“But, sir,” asked Roger, recovering himself a little, “can I do that, and still hold my allegiance to your Majesty and my Prince? For, be your Majesty assured that, though I love my estates as much as it lies in a man, I love my honor more, and will not take my own unless I can take it with a clean mind and an upright soul.”

A wan smile came over James Stuart’s wrinkled face. A poor broken king loves loyalty.

“Truly, Mr. Egremont, you speak as becomes a man. But know you, the greatest favor you can do me is to go over to England and maintain your estate and dignity. There is no more to be done for me. To that have I been forced to agree. But when the time comes that a blow must be struck for my son, every gentleman of condition who is on the spot to help him, is worth ten men elsewhere. So shall I give you a writing, saying you go to England at my command. Nobody will ever take you for a Whig.”

“I trust not, sir,” was Roger Egremont’s answer; and being then excused, he backed out of the King’s presence; but once outside, he ran as fast as his legs could carry him to catch Berwick, whom he saw through a window walking toward the terrace, in the misty light of a spring evening.

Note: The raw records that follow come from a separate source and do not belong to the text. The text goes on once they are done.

PR #248, opened 2023-12-19
Support secrets in env

carolineechen:
* add secrets field into env, these secrets are sent to env/cluster alongside env.to or fn.to(env) calls
* add env field to cluster.sync_secrets/add_secrets
* load down env vars into env for login. write down env vars written down through runhouse
* some small bug fixes with paths and loading from name

### DIFF
--- a/runhouse/resources/envs/env_factory.py
+++ b/runhouse/resources/envs/env_factory.py
@@ -3,6 +3,8 @@ from pathlib import Path
 from typing import Dict, List, Optional, Union
 
 from runhouse.resources.packages import Package
+
+# from runhouse.resources.secrets.secret import Secret
 from .conda_env import CondaEnv
 
 from .env import Env
@@ -17,6 +19,7 @@ def env(
     setup_cmds: List[str] = None,
     env_vars: Union[Dict, str] = {},
     working_dir: Optional[Union[str, Path]] = "./",
+    secrets: Optional[Union[str, "Secret"]] = [],
     dryrun: bool = False,
 ):
     """Builds an instance of :class:`Env`.
@@ -51,7 +54,7 @@ def env(
         >>> conda_env = rh.env(conda_env="local-conda-env-name")     # from a existing local conda env
         >>> conda_env = rh.env(conda_env="conda_env.yaml", reqs=["pip:/accelerate"])   # with additional reqs
     """
-    if name and not any([reqs, conda_env, setup_cmds, env_vars]):
+    if name and not any([reqs, conda_env, setup_cmds, env_vars, secrets]):
         return Env.from_name(name, dryrun)
 
     reqs = _process_reqs(reqs or [])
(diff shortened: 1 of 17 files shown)


runhouse/resources/envs/env_factory.py
```diff
@@ -3,6 +3,8 @@
 from typing import Dict, List, Optional, Union
 
 from runhouse.resources.packages import Package
+
+# from runhouse.resources.secrets.secret import Secret
```
dongreenberg, line 7: cut?

runhouse/rns/login.py
```diff
@@ -149,11 +150,11 @@ def _login_download_secrets(headers: Optional[str] = None):
...
-
-            download_path = secret.path or secret._DEFAULT_CREDENTIALS_PATH
-            if download_path:
-                logger.info(f"Loading down secrets for {name} into {download_path}")
-                secret.write()
+            if hasattr(secret, "path"):
+                download_path = secret.path or secret._DEFAULT_CREDENTIALS_PATH
+                if download_path:
+                    logger.info(f"Loading down secrets for {name} into {download_path}")
+                    secret.write()
```
dongreenberg, line 157: If the secret doesn't have a path but has a default place for env vars, do we drop the loaded values into env vars, or ignore them?

tests/test_resources/test_envs/test_env.py
```diff
@@ -199,3 +199,35 @@ def test_working_dir_env(self, env, cluster, tmp_path):
...
+            .write(path="~/hf_token")
+            .save()
+        )
+        secrets = [path_secret, api_key_secret, named_secret.provider]
+
+        env.secrets = secrets
+        get_env_var_cpu = rh.function(_get_env_var_value).to(
+            system=cluster, env=env, force_install=True
+        )
+        env = env.to(cluster)
```
dongreenberg, line 222: This extra env.to is redunant, it's called from within fn.to above

tests/test_resources/test_envs/test_env.py
```diff
@@ -199,3 +199,35 @@ def test_working_dir_env(self, env, cluster, tmp_path):
...
+        ).write(path="~/lambda_keys")
+        api_key_secret = rh.provider_secret(
+            "openai", values={"api_key": "test_openai_key"}
+        )
+        named_secret = (
+            rh.provider_secret("huggingface", values={"token": "test_hf_token"})
+            .write(path="~/hf_token")
+            .save()
+        )
+        secrets = [path_secret, api_key_secret, named_secret.provider]
```
dongreenberg, line 216: Can we add one which is just the string name for a builtin provider?

carolineechen: that's what I'm trying to achieve with the named secret, just passing in `named_secret.provider` as a string. constructed a resource for it for the test to stay consistent, rather than needing to depend on a user's env setup or overriding any of the actual default env vars or paths.

dongreenberg: Oh oh I didn't get that, cool!

runhouse/rns/login.py
carolineechen: per discussion, will save into os.environ if called from python rh.login(). if called through runhouse login app command, will save the env vars into ~/.rh/secrets/login.env and ask the user to source env vars themselves.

Berwick paused when he saw Roger coming. The terrace was quite deserted then, and the night was falling softly. There was still an opal sky in the west, and below them, in the meadows, the kine were going home with tinkling bells echoing sweetly over the quiet fields and vineyards.

“So you know the news about Egremont?” said Berwick, smiling.

“Yes,” replied Roger, and spoke no more, as he walked along by Berwick’s side. They were on the terrace then. A few persons were strolling about or sitting upon the benches at the parapet, but it was very quiet, with the strange stillness of twilight.

Roger heard Berwick’s grave, musical voice, but he heeded it not. His body was at St. Germains, but his heart was at Egremont. Echoing in his ears was the sound of the little river at the Dark Pool, the larks as they sang in the park in the morning and the nightingales at evening, and the calling of the dun deer, one to another, in the green heart of the woods.

“You are dreaming, man!” cried Berwick; and Roger, coming out of a veritable dream, looked about him like a man newly awakened.

“And how did my half-brother die?—God forgive him,” asked Roger; and suddenly a passionate sense of the wrongs the dead man had done him rushed over him.